▸ INSTRUCTIONS TO FOLLOW
Filter the material below so that only lines containing "which" remain.

[TASK MATERIAL]

PR #580, opened 2024-07-30
BEAC-167: Move object store configs to object_store_factory

lizardoluis:
This PR moves the object store configuration structs into the new crate `object_store_factory`.

### DIFF
--- a/Cargo.toml
+++ b/Cargo.toml
@@ -31,6 +31,8 @@ tracing-log = "0.2"
 tracing-subscriber = { version = "0.3.18", features = ["json", "env-filter"] }
 url = "2.5"
 
+
+
 [patch.crates-io]
 # Pick up backport of https://github.com/apache/arrow-datafusion/pull/11386
 datafusion = { git = "https://github.com/splitgraph/arrow-datafusion", branch = "backport-pr11386" }
@@ -65,11 +67,9 @@ include = [
 
 [features]
 catalog-postgres = ["sqlx/postgres"]
-default = ["catalog-postgres", "frontend-arrow-flight", "frontend-postgres", "object-store-s3", "object-store-gcs", "remote-tables"]
+default = ["catalog-postgres", "frontend-arrow-flight", "frontend-postgres", "remote-tables"]
 frontend-arrow-flight = ["dep:tonic", "dep:arrow-flight", "arrow-flight/flight-sql-experimental"]
 frontend-postgres = ["convergence", "convergence-arrow"]
-object-store-gcs = ["object_store/gcp"]
-object-store-s3 = ["object_store/aws"]
 remote-tables = ["dep:datafusion-remote-tables"]
 
 [dependencies]
--- a/Cargo.toml
+++ b/Cargo.toml
@@ -128,7 +128,7 @@ rmp = "0.8.11"
 rmp-serde = "1.1.1"
 rmpv = { version = "1.0.0", features = ["with-serde"] }
 rustyline = "13.0"
-serde = "1.0.156"
+serde = { workspace = true }
 serde_json = "1.0.93"
 sha2 = ">=0.10.1"
 sqlparser = { version = "0.47", features = ["visitor"] }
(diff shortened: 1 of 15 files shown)


Cargo.toml
```diff
@@ -22,6 +22,8 @@ futures = "0.3"
 
 itertools = ">=0.10.0"
 object_store = { version = "0.10.2", features = ["aws", "azure", "gcp"] }
+
+serde = "1.0.156"
```
gruuya, line 26: We should use this in `[dependencies]` below.

src/config/schema.rs
```diff
@@ -52,30 +53,6 @@ pub struct SeafowlConfig {
...
 
-#[derive(Deserialize, Debug, PartialEq, Eq, Clone)]
-#[serde(tag = "type", rename_all = "snake_case")]
-pub enum ObjectStore {
-    Local(Local),
-    #[serde(rename = "memory")]
-    InMemory(InMemory),
-    #[cfg(feature = "object-store-s3")]
-    S3(S3),
-    #[cfg(feature = "object-store-gcs")]
```
gruuya, line 63: We should probably get rid of these two features in Cargo.toml (not used in the new configs, and I don't think we ever opt-out of these).

src/config/schema.rs
```diff
@@ -923,6 +786,7 @@ cache_control = "private, max-age=86400"
     fn test_parse_config_invalid_s3() {
         let error =
             load_config_from_string(TEST_CONFIG_INVALID_S3, false, None).unwrap_err();
+        println!("##### ERROR: {:?}", error.to_string());
```
gruuya, line 789:
```suggestion
```

src/object_store/wrapped.rs
```diff
@@ -89,16 +85,15 @@ impl InternalObjectStore {
...
+        let prefix = match self.config.clone() {
+            ObjectStoreConfig::AmazonS3(aws_config) => aws_config.prefix,
+            ObjectStoreConfig::GoogleCloudStorage(google_config) => google_config.prefix,
+            _ => None,
+        };
+
+        match prefix {
+            Some(prefix) => Path::from(format!("{prefix}/{table_prefix}")),
+            None => Path::from(table_prefix),
         }
```
gruuya, line 97: Seems simpler to do it with one pattern match as before?

```suggestion
        match self.config.clone() {
            ObjectStoreConfig::AmazonS3(S3Config {
                prefix: Some(prefix),
                ..
            })
            | ObjectStoreConfig::GoogleCloudStorage(GCSConfig {
                prefix: Some(prefix),
                ..
            }) => Path::from(format!("{prefix}/{table_prefix}")),
            _ => Path::from(table_prefix),
        }
```

gruuya (approved):

Cargo.toml
lizardoluis: @gruuya I get an error if I do not set it here, as I'm inheriting it in the `object_store_factory` Cargo.toml. Btw, it is also set in the `[dependecies]`.

The error is: 

```
error: failed to load manifest for workspace member `/Users/lizardo/Workspace/seafowl/object_store_factory`
referenced by workspace at `/Users/lizardo/Workspace/seafowl/Cargo.toml`

Caused by:
  failed to parse manifest at `/Users/lizardo/Workspace/seafowl/object_store_factory/Cargo.toml`

Caused by:
  error inheriting `serde` from workspace root manifest's `workspace.dependencies.serde`

Caused by:
  `dependency.serde` was not found in `workspace.dependencies
```

src/config/schema.rs
lizardoluis: Missed that

src/object_store/wrapped.rs
lizardoluis: I reverted, though I think the readability was better with the change.

Cargo.toml
gruuya: No, i meant for serde to remain in `workspace.dependencies`, just to change line 129/131 in this file to inherit from it `serde = { workspace = true }`.

src/config/schema.rs
lizardoluis: I purged also some occurrences of it in the code.

Cargo.toml
lizardoluis: Ahh, got it.

PR #581, opened 2024-07-30
Optional sync sequence number

gruuya:
Make sequence numbers optional in the protocol, and don't rely on their presence for the flushing mechanism to work. The reason for this is that PGD might not know the sequence number until the very end (last message) of the transaction.

This is achieved with a single queue of pending transactions, whereby with bookkeeping we:

1. track which txs are complete (as soon as they have `Some` sequence number)
2. track which txs have all tables/locations flushed out
3. make sure to mark a tx as durable only if all preceding txs are also durable

### DIFF
--- a/clade/proto/sync.proto
+++ b/clade/proto/sync.proto
@@ -35,13 +35,9 @@ message DataSyncCommand {
   // Integer identifying data source
   string origin = 4;
 
-  // Monotonically-increasing transaction number
-  uint64 sequence_number = 5;
-
-  // True if this is the last command in the transaction denoted
-  // by this sequence number which might then become durable after
-  // the next flush.
-  bool last = 6;
+  // Monotonically-increasing transaction number.
+  // Only specified in the last message of a transaction
+  optional uint64 sequence_number = 5;
 }
 
 message DataSyncResult {
--- a/src/frontend/flight/sync/writer.rs
+++ b/src/frontend/flight/sync/writer.rs
@@ -122,7 +122,7 @@ pub(super) struct DataSyncCollection {
 }
 
 // An object corresponding to a single `do_put` call.
-#[derive(Debug, Clone)]
+#[derive(Debug, Clone, PartialEq)]
 pub(super) struct DataSyncItem {
     // The (internal) id of the transaction that this change belongs to; for now it corresponds to
     // a random v4 UUID generated for the first message received in this transaction.
@@ -571,21 +571,15 @@ impl SeafowlDataSyncWriter {
                     ..
                 }) = self.txs.get(&sync.tx_id)
                 {
-                    Some(SyncCommitInfo {
-                        version: 1,
-                        origin: origin.clone(),
-                        sequence: *seq,
-                        new_tx,
-                    })
+                    Some(SyncCommitInfo::new(origin, *seq).with_new_tx(new_tx))
                 } else {
                     None
                 }
             })
-            .or(last_sync_commit.clone().map(|mut sync_commit| {
+            .or(last_sync_commit.clone().map(|sync_commit| {
                 // Inherit the previous full commit identifiers, but update the fact that we're now
                 // starting a new transaction too.
-                sync_commit.new_tx = new_tx;
-                sync_commit
+                sync_commit.with_new_tx(new_tx)
             }));
 
         (syncs, new_sync_commit)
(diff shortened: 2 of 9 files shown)


src/frontend/flight/sync/writer.rs
```diff
@@ -770,48 +844,62 @@ mod tests {
...
+            vec![None, Some(200)],
+        ]
+    )]
+    #[should_panic(
+        expected = "Transaction from a new origin (origin-B) started without finishing the transaction from the previous one (origin-A)"
+    )]
+    #[case::incomplete_transaction(
+        &[(T1, A, None), (T2, B, Some(100)), FLUSH],
+        vec![],
+    )]
```
gruuya, line 867: @eatonphil I'm working under the assumption that this isn't possible (hence the error).

eatonphil: Perhaps it should be ignored rather than panic? Panicing is fine for tests but while this isn't a "valid" scenario it is one that may actually happen.

gruuya: Oh it's not actually a panic, or to be more specific it is in a test, but in practice it just responds with an Error to the rpc call.

eatonphil:
Ok so we **must not** fill out the sequence number until the final batch for the transaction.

eatonphil:
(Sorry I meant for that to be a question. :D )

gruuya:
> Ok so we **must not** fill out the sequence number until the final batch for the transaction.

Well in principle I could bring back the `last` field, and have that denote the actual last message in the transaction. This would somewhat loosen the requirements on the sequence number, i.e. it could also become non-None prior to the last message. So something like the following sequence of messages:
```rust
(table_1, origin-A, None, false) <- still don't know the sequence number for this transaction
(table_2, origin-A, Some(1000), false) <- here you find out the sequence number and can start passing it along
(table_3, origin-A, Some(1000), true) <- the transaction is now complete (last = true)
```

Then we'd require that at least one of the messages in the transaction contains the sequence number.

Let me know if this would simplify things for you somehow.

eatonphil:
No I think it seems simpler to do it as you have it. I just wanted to confirm

clade/proto/sync.proto
```diff
@@ -35,13 +35,9 @@ message DataSyncCommand {
...
-  // Monotonically-increasing transaction number
-  uint64 sequence_number = 5;
-
-  // True if this is the last command in the transaction denoted
-  // by this sequence number which might then become durable after
-  // the next flush.
-  bool last = 6;
+  // Monotonically-increasing transaction number.
+  // Only specified in the last message of a transaction
+  optional uint64 sequence_number = 5;
```
mildbyte, line 40: (just noting this won't be bw compatible with existing clients)

src/frontend/flight/sync/writer.rs
```diff
@@ -158,36 +161,54 @@ impl SeafowlDataSyncWriter {
...
+        let tx_id = if let Some((tx_id, tx)) = self.txs.last_mut()
+            && tx.sequence.is_none()
+        {
+            if origin != tx.origin {
+                return Err(SyncError::InvalidMessage {
+                    reason: format!(
+                        "Transaction from a new origin ({origin}) started without finishing the transaction from the previous one ({})",
+                        tx.origin
+                    )
+                });
```
mildbyte, line 181: This can happen during failover though? @eatonphil

src/frontend/flight/sync/writer.rs
```diff
@@ -465,32 +491,98 @@ impl SeafowlDataSyncWriter {
...
                 _ => None,
             },
         )
     }
 
+    // Given a known `SyncCommitInfo` from a previous commit try to deduce whether some of the pending
+    // sync are actually redundant (since they were already persisted) and skip them.
+    // Also create a new `SyncCommitInfo` that corresponds to the last full transaction in the
+    // pending changes,
+    fn skip_syncs<'a>(
```
mildbyte, line 521: Didn't @eatonphil mention something about how we can't actually skip over messages with an LSN < last committed because they might have changed?

mildbyte (approved):

src/frontend/flight/sync/writer.rs
eatonphil: Yes I think I commented about this in tests Marko mentioned me on. You should not panic. While it's an invalid scenario it is certainly a possible scenario. You should not crash or become unrecoverable from this.

eatonphil: Another example is not even failover but just if the writer process itself crashes midway through. We may not send the full transaction and then may send it again (from the same origin).

gruuya: Note that the above merely returns an error to the caller, and doesn't panic/crash the process. Then presumably the other side can re-adjust it's position in the message queue and try again?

[/TASK MATERIAL]

▸ EXPECTED ANSWER
1. track which txs are complete (as soon as they have `Some` sequence number)
2. track which txs have all tables/locations flushed out
-  // by this sequence number which might then become durable after
-  // by this sequence number which might then become durable after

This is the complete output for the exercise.